United States sanctions against 11 current and former Hong Kong and mainland officials clash with aspects of Article 29 of the National Security Law putting Hong Kong incorporated banks in an extraordinarily delicate position, legal experts have told Asian Private Banker.
The sanctions, announced last week, prohibit US persons or any non-US persons with US nexus to provide or receive any funds, goods or services to or from the sanctioned individuals and/or any entities which they have the majority ownership.
But while avoiding relationships with SDNs might seem to be the most prudent course of action, Rod Francis, senior managing director and Asia lead of FTI Consulting’s financial crime compliance practice, told Asian Private Banker that banks incorporated in Hong Kong should be aware of implications brought by the Hong Kong National Security Law (NSL) Article 29 from the compliance perspective.

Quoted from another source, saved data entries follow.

PR #1164, opened 2025-01-02
chore(@console|@profile): remove database credentials from logs

rodfsoares:
(rework of #1160)

## Why
Currently, in the console app and profiles service database credentials were being exposed in logs when a new database client connection was established. This can lead to a secret leak which is undesirable.
 
## What
This change removes the connection URL from logs since having this information on the connection step does not add any value and in case of failure, the error already shows its cause.

### DIFF
--- a/libs/juava/src/security.ts
+++ b/libs/juava/src/security.ts
@@ -76,3 +76,13 @@ export function decrypt(secret: string, iv: string, value: string): string {
   const decrypted = Buffer.concat([decipher.update(Buffer.from(value, "hex")), decipher.final()]);
   return decrypted.toString();
 }
+
+export function hideSensitiveInfo(url: string) {
+  try {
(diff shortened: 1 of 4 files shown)


libs/juava/src/security.ts
```diff
@@ -76,3 +76,13 @@ export function decrypt(secret: string, iv: string, value: string): string {
   const decrypted = Buffer.concat([decipher.update(Buffer.from(value, "hex")), decipher.final()]);
   return decrypted.toString();
 }
+
+export function hideSensitiveInfo(url: string) {
```
rodfsoares, line 80: moved from `webapps/ee-api/lib/store.ts` as requested:
https://github.com/jitsucom/jitsu/pull/1160#issuecomment-2564294427

absorbb (approved):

Article 29 of the NSL considers a person guilty of an offence when he or she “directly or indirectly receives instructions, control, funding or other kinds of support from a foreign country or an institution” for imposing “sanctions or blockade, or engaging in other hostile activities against the Hong Kong Special Administrative Region or the People’s Republic of China” (Article 29 (4)).
“There are certainly different considerations for Chinese banks with US business ties and US-headquartered banks operating in Hong Kong; and for private banks, we are talking about very different assessments compared to the provision of banking services in other segments,” said Francis.
“FIs have to understand the rule and undertake an assessment on how to manage the risk depending on the context of each case. It’s too blunt to make a broad-brush statement.”
He said the usual practice for a revised list of “Specially Designated Nationals and Blocked Persons” (SDNs) would be to add the names of sanctioned individuals to filters in the bank’s system and when it comes to the situation of undertaking a transaction and/or when clients have a connection with SDNs, the system would flag those transactions for compliance team to decide whether to further action after conducting risk assessments.
The Hong Kong Monetary Authority (HKMA) and the Securities and Futures Commission (SFC) responded to the US sanctions respectively, but no comment or guidance has been issued on how to balance the US sanctions and the demands of the NSL.
The HKMA highlighted that US sanctions are foreign government unilateral sanctions and have “no legal status” in Hong Kong. The bank regulator also reminded banks of their responsibility to treat customers fairly.
The SFC expects financial institutions to make necessary and fair responses to the sanction orders having regard to “the best interests of their clients and the integrity of the market”.
While all US SDN designations have the same core prohibitions, for the most part, certain differences do exist between programmes, according to Mini vandePol, law firm Baker McKenzie’s Asia Pacific head of compliance and investigation group.
“For example, in certain circumstances, OFAC can provide general licences to carry out a certain type of transactions that may otherwise be prohibited by the sanctions program,” vandePol explained.
“And because the Hong Kong programme is new and has very few designations, we will have to wait and see if any unique features develop.”
vandePol said one area to watch would be the foreign financial institution sanctions provided for in the Hong Kong Autonomy Act. US sanctions apply to a Hong Kong branch of a US bank, which would prohibit the branch from doing any business with SDNs while at the same time to report any assets it has in its possession or control that belong to the individuals.
This requires a strong screening mechanism that catches not only the sanctioned entities and individuals but also any companies owned by them.
But for non-US based banks, the situation is much more complicated because financial institutions may be caught in the US nexus by conducting USD transactions — even if a financial institution has no business whatsoever in the US.
Meanwhile, FIs also need to ensure that any representations and warranties they gave to their contractual counterparties or banks comply with all US sanctions, vandePol continued.
“We have been assisting clients to assess and strengthen their compliance programs, to assess their unique exposure to US sanctions and to evaluate the risk level of particular “live” transactions. This is something that many of our clients across Asia, not just in HK, will need to assess carefully,” she said.
“Financial institutions will need to tread carefully in this increasingly politicized environment,” she added, referring to the old African proverb, “When the elephants fight, it is the grass that suffers”.